# SiamOnline Thailand Info > Nordost Thailand > Veranstaltungen >  Wachsskulpturenfest in Ubon vom 22.07.-23.07.2013

## schiene

*Vom 22.07.-23.07.2013 findet in Ubon Ratchathani das Wachsskulpturenfest statt*
Jedes Jahr zu Beginn der buddhistischen Fastenzeit findet in der Provinz Ubon Ratchathani das eindrucksvolle Kerzenfestival statt. Die Menschen drücken ihre Verehrung Buddhas durch die kunstvoll geschnitzten Figuren aus Kerzenwachs aus, die als Wahrzeichen dieses Fests gelten. Die prächtigen Wachskerzen, die mit viel Liebe zum Detail geschnitzt werden, findet man in den verschiedensten Formen und Größen. Die Kerzen können eine Höhe von mehreren Metern erreichen und machen das Kerzenfest in Ubon Ratchathani damit zu einem weltweit einzigartigen Spektakel. Bei der großen Parade am 3. August 2012 werden die aufwendig geschnitzten Kerzen stolz den Zuschauern präsentiert. Die schönsten Kerzen werden mit Preisen ausgezeichnet und im Anschluss an die Tempel in der Umgebung gestiftet. Für die Mönche haben die geschenkten Kerzen während der Fastenzeit eine besondere symbolische Bedeutung; so sollen diese als Lichtquelle beim Studieren der buddhistischen Texte dienen.  

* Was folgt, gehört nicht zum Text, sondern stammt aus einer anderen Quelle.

PR #8102, opened 2025-03-17
pin GHA

danmoseley:
1. Pin GHA except for arcade one, to avoid exploits like https://www.stepsecurity.io/blog/harden-runner-detection-tj-actions-changed-files-action-is-compromised
2. Remove dependabot as its only remaining use is auto updating GHA, and it's easy to merge that without sufficient scrutiny. Better to stay on whatever is working.


danmoseley:
https://github.com/dotnet/aspire/issues/8103

davidfowl:
Who updates these shas?

danmoseley:
Who? Nobody, unless dependabot is set up for it. But we don't want to update them, at least without a reason.

jeffhandley (approved):

PR #8120, opened 2025-03-17
Add secret warning alert to text visualizer the first time you open it with a secret

### LINKED ISSUE #7713: In the dashoard make secrets revealed explicitly

I would like to see the dashboard follow this updated pattern to visualize text values with secrets:

1- In the resource properties, the environment variables and arguments are already redacted. We can "reveal", "show the secrets" by clicking on the `Show value` icon. This is very explicit, and the action of showing secrets is intentional.

Before we show the secrets:

Image

Once the secrets are shown:

Image

However the icon right to its left has no tooltip, it's looks like a magnifier. It doesn't seem to have a label, aria, or whatever information explaining what it does. When it's clicked it reveals a new windows showing the unredacted value, and other ways to visualize it (Formats) as shown in the following screenshot

Image

In my opinion I didn't choose to reveal the redacted value. I like the extra window but I would like the secrets to be masked until I decide it's not. Or a tooltip/visual information stating that it will reveal secrets when clicked, even if it's a confirmation when it's known to contain secrets.

2- The main page has the same behavior with command line arguments:

The arguments are correctly redacted, but the icon to open the text explorer, the same as in the previous point, has a tooltip that is the values with the text redacted, still no information about what it's about to reveal secrets if I click on it.

Image

1- Define a tooltip on this "data explorer" icon
2- Keep redacted information in the default view mode of this window
3- Create a button with the same "Show value" icon as in the properties that makes it explicit that secrets will be revealed.
4- Nit: "Show value" and the icon convey enough meaning right now, but to be picky we could change the tooltip of the action like "Show secret value" (like in KeyVault?), "Reveal redacted values", ...

Optionally if the data explorer can't redact secrets for technical reasons (like meta-data is lost), then make it clear that this popup shows secrets, with a better icon and a clear tooltip. But to me it would not be the ideal solution.

### Additional context

_No response_

adamint:
## Description

Adds an initial UI where the user has to explicitly acknowledge that secrets will be revealed automatically in the text visualizer in subsequent opens. An entry is stored in localStorage indicating that this UI has been showed to users and acknowledged, and will not appear again. @blowdart

This is the current UI, but definitely can be changed.
image

Fixes #7713

## Checklist

- Is this feature complete?
  - [X] Yes. Ready to ship.
  - [X] Yes
  - [ ] No
- Did you add public API?
  - [ ] Yes
      - [ ] Yes
      - [ ] No
      - [ ] Yes
      - [ ] No
  - [X] No
  - [ ] Yes
      - [ ] Yes
      - [ ] No
  - [X] No
  - [ ] Yes
      - [ ] Yes
      - [ ] No
  - [X] No


src/Aspire.Dashboard/Components/Controls/ExceptionDetails.razor
```diff
@@ -29,6 +29,6 @@
 
     private void OnExceptionDetailsClicked(MouseEventArgs e)
```
JamesNK, line 30:
```suggestion
    private async Task OnExceptionDetailsClicked()
```
+ await opening the dialog.

I don't see a reason for this method not to be async.

JamesNK:
I tested in resource details and the masked environment variables didn't count as secrets.

image

JamesNK:
I opened from resource details on a property marked as a secret and it also displayed without showing the consent.

What counts as a secret?

image

JamesNK:
I think the flag passed to the dialog shouldn't be "ContainsSecret". It should be something like "IsSourceMasked".

If someone has unmasked all environment variables for example, then it doesn't make sense to show the secret warning when viewing it in details. They've already shown the value.

tests/Aspire.Dashboard.Components.Tests/Controls/TextVisualizerDialogTests.cs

Im Rahmen des Kerzenfestivals findet im Juli das „Ubon Wax Fest“ statt; ein Wettbewerb bei dem Künstler aus aller Welt die schönen Wachskerzen von Hand schnitzen. Für Besucher stehen zahlreiche Aktivitäten rund um Wachsskulpturen und die beeindruckenden Kerzen auf dem Programm

----------